7.  `pcens` : target censoring proportion (default: 0.25).

8.  `tau` : variance of the shared frailty term for censoring times
    (default: 0). $\\$

`check_data_format()` Verifies input data structure and formatting.

`check_data_format()` can only take 1 argument, a data frame. $\\$

## Examples

```{r}
set.seed(123)

n_cov = 2
n_per_cluster = 15
n_cluster = 20
n = n_cluster * n_per_cluster

G = rep(1:n_cluster, each = n_per_cluster)
Z = matrix(rnorm(n*n_cov,0,1),ncol = n_cov)

df = simulate_data(G,Z,prop = 0.6,beta = c(1,1.2),theta = 0.6,cens = TRUE)

 #Estimate using REML with frailty

res <- Reml_CompRisk_frailty(df)

 #Print estimated coefficients

res$beta
res$theta
```

## Computational Complexity

The algorithm involves computing weighted matrices and solving penalized
systems in each iteration. For $N$ individuals, $K$ clusters and $p$
covariables describing each individual:

-   Sparse matrix multiplication and integration steps: \~
    $\mathcal{O}(N^2)$

-   Newton-Raphson updates (inversion of Fisher information matrix): \~
    $\mathcal{O}((p + K)^3)$ in the worst case

In total, the complexity of the algorithm is
\~$\mathcal{O}(N^2 + Np + NK + (p + K)^3)$ in the worst case.
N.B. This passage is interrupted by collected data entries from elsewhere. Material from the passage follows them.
PR #340, opened 2023-12-27
Add Nexus callback related protos

bergundy:
> NOTE: PR base branch is the `nexus` branch.

**What changed?**

Add protos relevant for Nexus callbacks and consider future support for a generic Temporal callback mechanism.

**Why?**

This is useful in so many ways and critical for backing asynchronous Nexus operations.

### DIFF
--- a/temporal/api/common/v1/message.proto
+++ b/temporal/api/common/v1/message.proto
@@ -178,3 +178,18 @@ message ResetOptions {
     // possibly others in the future.)
     bool current_run_only = 11;
 }
+
+// Callback to attach to various events in the system, e.g. workflow run completion.
+message Callback {
+    message Nexus {
+        // Callback URL.
+        // (-- api-linter: core::0140::uri=disabled
+        //     aip.dev/not-precedent: Not following this guideline. --)
+        string url = 1;
+    }
+
+    reserved 1; // For a generic callback mechanism to be added later.
+    oneof variant {
+        Nexus nexus = 2;
+    }
+}
--- a/temporal/api/enums/v1/common.proto
+++ b/temporal/api/enums/v1/common.proto
@@ -59,6 +59,9 @@ enum Severity {
 // stateDiagram-v2
 //    Standby --> Ready
 //    Ready --> Scheduled
+//    Standby --> Blocked
+//    Ready --> Blocked
+//    Blocked --> Scheduled
 //    Scheduled --> Failed
 //    Scheduled --> Succeeded
 //    Failed --> BackingOff
@@ -68,18 +71,19 @@ enum CallbackState {
     CALLBACK_STATE_UNSPECIFIED = 0;
     // Callback is standing by, waiting to be triggered.
     CALLBACK_STATE_STANDBY = 1;
-    // Callback was triggered and is ready to be dispatched.
-    // Callbacks transition directly from STANDBY to SCHEDULED unless:
-    // 1. The callback is waiting for a previous callback to be dispatched.
-    // 2. The callback queue for this (source namespace, destination) is full in a given history shard.
-    // When the queue is full, callbacks can be rescheduled by an operator (TODO: mention which API when implemented).
+    // Callback was triggered and is ready and is waiting for a previous callback to be dispatched.
+    // This may happen if i.e. an Update callback completes before a Run callback for the same destination to ensure
+    // delivery order.
     CALLBACK_STATE_READY = 2;
-    // Callback is in the queue pending execution.
-    CALLBACK_STATE_SCHEDULED = 3;
+    // Callback cannot be scheduled because the queue for this source namespace and destination is full in a given history shard.
+    // Callbacks can be unblocked by an operator (TODO: mention which API when implemented).
+    CALLBACK_STATE_BLOCKED = 3;
+    // Callback is in the queue waiting to be executed or is currently executing.
+    CALLBACK_STATE_SCHEDULED = 4;
     // Callback has failed with a retryable error and is backing off before the next attempt.
-    CALLBACK_STATE_BACKING_OFF = 4;
+    CALLBACK_STATE_BACKING_OFF = 5;
     // Callback has failed.
-    CALLBACK_STATE_FAILED = 5;
+    CALLBACK_STATE_FAILED = 6;
     // Callback has succeeded.
-    CALLBACK_STATE_SUCCEEDED = 6;
+    CALLBACK_STATE_SUCCEEDED = 7;
 }
--- a/temporal/api/enums/v1/common.proto
+++ b/temporal/api/enums/v1/common.proto
@@ -54,3 +54,32 @@ enum Severity {
     SEVERITY_MEDIUM = 2;
     SEVERITY_LOW = 3;
 }
+
+// State of the callback.
+// stateDiagram-v2
+//    Standby --> Ready
+//    Ready --> Scheduled
+//    Scheduled --> Failed
+//    Scheduled --> Succeeded
+//    Failed --> BackingOff
+//    BackingOff --> Scheduled
+enum CallbackState {
+    // Default value, unspecified state.
+    CALLBACK_STATE_UNSPECIFIED = 0;
+    // Callback is standing by, waiting to be triggered.
+    CALLBACK_STATE_STANDBY = 1;
+    // Callback was triggered and is ready to be dispatched.
+    // Callbacks transition directly from STANDBY to SCHEDULED unless:
+    // 1. The callback is waiting for a previous callback to be dispatched.
+    // 2. The callback queue for this (source namespace, destination) is full in a given history shard.
+    // When the queue is full, callbacks can be rescheduled by an operator (TODO: mention which API when implemented).
+    CALLBACK_STATE_READY = 2;
+    // Callback is in the queue pending execution.
+    CALLBACK_STATE_SCHEDULED = 3;
+    // Callback has failed with a retryable error and is backing off before the next attempt.
+    CALLBACK_STATE_BACKING_OFF = 4;
+    // Callback has failed.
+    CALLBACK_STATE_FAILED = 5;
+    // Callback has succeeded.
+    CALLBACK_STATE_SUCCEEDED = 6;
+}
--- a/temporal/api/enums/v1/common.proto
+++ b/temporal/api/enums/v1/common.proto
@@ -56,16 +56,6 @@ enum Severity {
 }
 
 // State of the callback.
-// stateDiagram-v2
-//    Standby --> Ready
-//    Ready --> Scheduled
-//    Standby --> Blocked
-//    Ready --> Blocked
-//    Blocked --> Scheduled
-//    Scheduled --> Failed
-//    Scheduled --> Succeeded
-//    Failed --> BackingOff
-//    BackingOff --> Scheduled
 enum CallbackState {
     // Default value, unspecified state.
     CALLBACK_STATE_UNSPECIFIED = 0;
--- a/temporal/api/enums/v1/common.proto
+++ b/temporal/api/enums/v1/common.proto
@@ -61,19 +61,12 @@ enum CallbackState {
     CALLBACK_STATE_UNSPECIFIED = 0;
     // Callback is standing by, waiting to be triggered.
     CALLBACK_STATE_STANDBY = 1;
-    // Callback was triggered and is ready and is waiting for a previous callback to be dispatched.
-    // This may happen if i.e. an Update callback completes before a Run callback for the same destination to ensure
-    // delivery order.
-    CALLBACK_STATE_READY = 2;
-    // Callback cannot be scheduled because the queue for this source namespace and destination is full in a given history shard.
-    // Callbacks can be unblocked by an operator (TODO: mention which API when implemented).
-    CALLBACK_STATE_BLOCKED = 3;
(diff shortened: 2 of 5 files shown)


temporal/api/common/v1/message.proto
```diff
@@ -178,3 +178,18 @@ message ResetOptions {
...
+// Callback to attach to various events in the system, e.g. workflow run completion.
+message Callback {
+    message Nexus {
+        // Callback URL.
+        // (-- api-linter: core::0140::uri=disabled
+        //     aip.dev/not-precedent: Not following this guideline. --)
+        string url = 1;
+    }
+
+    reserved 1; // For a generic callback mechanism to be added later.
```
MichaelSnowden, line 191: smart

MichaelSnowden (approved):

temporal/api/workflowservice/v1/request_response.proto
```diff
@@ -852,6 +857,7 @@ message DescribeWorkflowExecutionResponse {
     repeated temporal.api.workflow.v1.PendingActivityInfo pending_activities = 3;
     repeated temporal.api.workflow.v1.PendingChildExecutionInfo pending_children = 4;
     temporal.api.workflow.v1.PendingWorkflowTaskInfo pending_workflow_task = 5;
+    repeated temporal.api.workflow.v1.CallbackInfo callbacks = 6;
```
ast2023, line 860: either CallbackInfo type is misleading or callbacks field name.

temporal/api/workflow/v1/message.proto
```diff
@@ -152,3 +153,32 @@ message NewWorkflowExecutionInfo {
...
+    // Information on how this callback should be invoked (e.g. its URL and type).
+    temporal.api.common.v1.Callback callback = 1;
+    // Trigger for this callback.
+    Trigger trigger = 2;
+    // The time when the callback was registered.
+    google.protobuf.Timestamp registration_time = 3;
+
+    temporal.api.enums.v1.CallbackState state = 4;
+    // The number of attempts made to deliver the callback.
+    // This number represents a minimum bound since the attempt is incremented after the callback request completes.
```
ast2023, line 175: I am a little confused by the comment. Will we try to deliver a callback before it was complete?

temporal/api/workflow/v1/message.proto
```diff
@@ -152,3 +153,32 @@ message NewWorkflowExecutionInfo {
...
+    message WorkflowClosed {}
+
+    message Trigger {
+        oneof variant {
+            WorkflowClosed workflow_closed = 1;
+        }
+    }
+
+    // Information on how this callback should be invoked (e.g. its URL and type).
+    temporal.api.common.v1.Callback callback = 1;
```
ast2023, line 167: I suggest we call it 'invocationMethod' - according to the comment.

temporal/api/history/v1/message.proto
```diff
@@ -103,6 +103,9 @@ message WorkflowExecutionStartedEventAttributes {
     // If this workflow intends to use anything other than the current overall default version for
     // the queue, then we include it here.
     temporal.api.common.v1.WorkerVersionStamp source_version_stamp = 29;
+
+    // Callbacks attached when this workflow was started.
+    repeated temporal.api.common.v1.Callback callbacks = 30;
```
ast2023, line 108:
```suggestion
    repeated temporal.api.common.v1.Callback attached_callbacks = 30;
```

temporal/api/workflow/v1/message.proto
```diff
@@ -152,3 +153,32 @@ message NewWorkflowExecutionInfo {
     temporal.api.common.v1.Header header = 13;
 }
 
+message CallbackInfo {
```
ast2023, line 156: Can it be just Callback?
```suggestion
message Callback {
```

bergundy: I considered this but we already have a `Callback` message (in a different package) and I would rather disambiguate.
This also follows the pattern we have in other `DescribeWorkflowExecutionResponse` fields.

temporal/api/workflow/v1/message.proto
bergundy: We're reusing this type for attaching the callback and returning information about it.

temporal/api/workflow/v1/message.proto
bergundy: We mark increment the attempt only after the request completes.

temporal/api/workflowservice/v1/request_response.proto
bergundy: I feel like this is pretty much inline with the other fields on this message.

temporal/api/enums/v1/common.proto
```diff
@@ -54,3 +54,32 @@ enum Severity {
...
+//    Failed --> BackingOff
+//    BackingOff --> Scheduled
+enum CallbackState {
+    // Default value, unspecified state.
+    CALLBACK_STATE_UNSPECIFIED = 0;
+    // Callback is standing by, waiting to be triggered.
+    CALLBACK_STATE_STANDBY = 1;
+    // Callback was triggered and is ready to be dispatched.
+    // Callbacks transition directly from STANDBY to SCHEDULED unless:
+    // 1. The callback is waiting for a previous callback to be dispatched.
```
yycptt, line 73: if the callback needs to wait another callback to complete first before it can be dispatched, it feels like it's still in standby state to me.

temporal/api/enums/v1/common.proto
```diff
@@ -54,3 +54,32 @@ enum Severity {
...
+    // 2. The callback queue for this (source namespace, destination) is full in a given history shard.
```
yycptt, line 74: Is this the case where queue backlog is too big and task is not generated for the callback? 
Kinda feel we need a name that makes it clear that there's problem here, like Blocked or something. READY makes me think everything is working fine.

temporal/api/workflowservice/v1/request_response.proto
yycptt: +1. callbacks_info aligns better with the type I think.

yycptt (approved):
Some minor comments on the field naming.

temporal/api/enums/v1/common.proto
bergundy: That's what the comment says, it transitions to SCHEDULED **unless**...

temporal/api/workflowservice/v1/request_response.proto
bergundy: We don't call the other fields here `XXX_info`, I think this works.

temporal/api/enums/v1/common.proto
bergundy: Yeah, that makes sense.

I was thinking it's technically still in READY state but the system isn't in a state where it can process it but I like your suggestion, it gives better visibility when there's problems.

temporal/api/workflow/v1/message.proto
cretz, line 156: I think this is overthinking at this early stage. Can we decide later to expose this information? I think to start with, logs and metrics can provide callback information.

temporal/api/workflowservice/v1/request_response.proto
cretz, line 860: Not convinced this needs to be exposed at this time

temporal/api/workflow/v1/message.proto
```diff
@@ -152,3 +153,32 @@ message NewWorkflowExecutionInfo {
...
+    message Trigger {
+        oneof variant {
+            WorkflowClosed workflow_closed = 1;
+        }
+    }
+
+    // Information on how this callback should be invoked (e.g. its URL and type).
+    temporal.api.common.v1.Callback callback = 1;
+    // Trigger for this callback.
+    Trigger trigger = 2;
```
cretz, line 169: This can be left off until there is another trigger and therefore justification for its use

cretz (commented):
I think this PR is trying to predict the future too much. Can we take an extreme minimalist approach and add things later if they are really needed?

temporal/api/enums/v1/common.proto
```diff
@@ -54,3 +54,32 @@ enum Severity {
...
+
+// State of the callback.
+// stateDiagram-v2
+//    Standby --> Ready
+//    Ready --> Scheduled
+//    Scheduled --> Failed
+//    Scheduled --> Succeeded
+//    Failed --> BackingOff
+//    BackingOff --> Scheduled
+enum CallbackState {
```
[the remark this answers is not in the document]
bergundy: Users are going to want to know the state of their callbacks, just as they want to know the state of activities.

temporal/api/history/v1/message.proto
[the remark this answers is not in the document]
bergundy: I'm fine removing this until we realize we need it if it's in the describe response.

temporal/api/workflow/v1/message.proto
bergundy: I disagree, it would be extremely useful information for an operator.

temporal/api/workflow/v1/message.proto
bergundy: We will want this in the mutable state implementation, not much of a reason to omit it at this point.
We already know that an Update trigger is coming.

temporal/api/workflowservice/v1/request_response.proto
bergundy: I think it should be exposed, just as we expose info on activities and child workflows.

temporal/api/enums/v1/common.proto
```diff
@@ -54,3 +54,32 @@ enum Severity {
...
+    // Callback is standing by, waiting to be triggered.
+    CALLBACK_STATE_STANDBY = 1;
+    // Callback was triggered and is ready to be dispatched.
+    // Callbacks transition directly from STANDBY to SCHEDULED unless:
+    // 1. The callback is waiting for a previous callback to be dispatched.
+    // 2. The callback queue for this (source namespace, destination) is full in a given history shard.
+    // When the queue is full, callbacks can be rescheduled by an operator (TODO: mention which API when implemented).
+    CALLBACK_STATE_READY = 2;
+    // Callback is in the queue pending execution.
+    CALLBACK_STATE_SCHEDULED = 3;
```
Sushisource, line 78: So this means it's about to be called, right? It seems like you might want an "executing" state for while it's actually being invoked. Either that, or we ought to be explicitly clear somewhere that callbacks have a relatively low maximum timeout for invocation

temporal/api/workflowservice/v1/request_response.proto
```diff
@@ -184,6 +184,11 @@ message StartWorkflowExecutionRequest {
     // If the workflow gets a signal before the delay, a workflow task will be dispatched and the rest
     // of the delay will be ignored.
     google.protobuf.Duration workflow_start_delay = 20;
+
+    // Callbacks to be called by the server when this workflow reaches a terminal state.
+    // If the workflow continues-as-new, these callbacks will be carried over to the new execution.
+    // Callback addresses must be whitelisted in the server's dynamic configuration.
+    repeated temporal.api.common.v1.Callback callbacks = 21;
```
Sushisource, line 191:
```suggestion
    repeated temporal.api.common.v1.Callback completion_callbacks = 21;
```

Just to make it clear outside of the comment when these happen

temporal/api/enums/v1/common.proto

However, the implementation uses sparse matrices (`Matrix` package) to
significantly reduce practical computational cost.

## References

The `Matrix` package

Katsahian S, Resche-Rigon M, Chevret S, Porcher R. (2006). *Analysing
multicentre competing risks data with a mixed proportional hazards model
for the subdistribution.* *Statistics in Medicine*, 25(26), 4267–4278.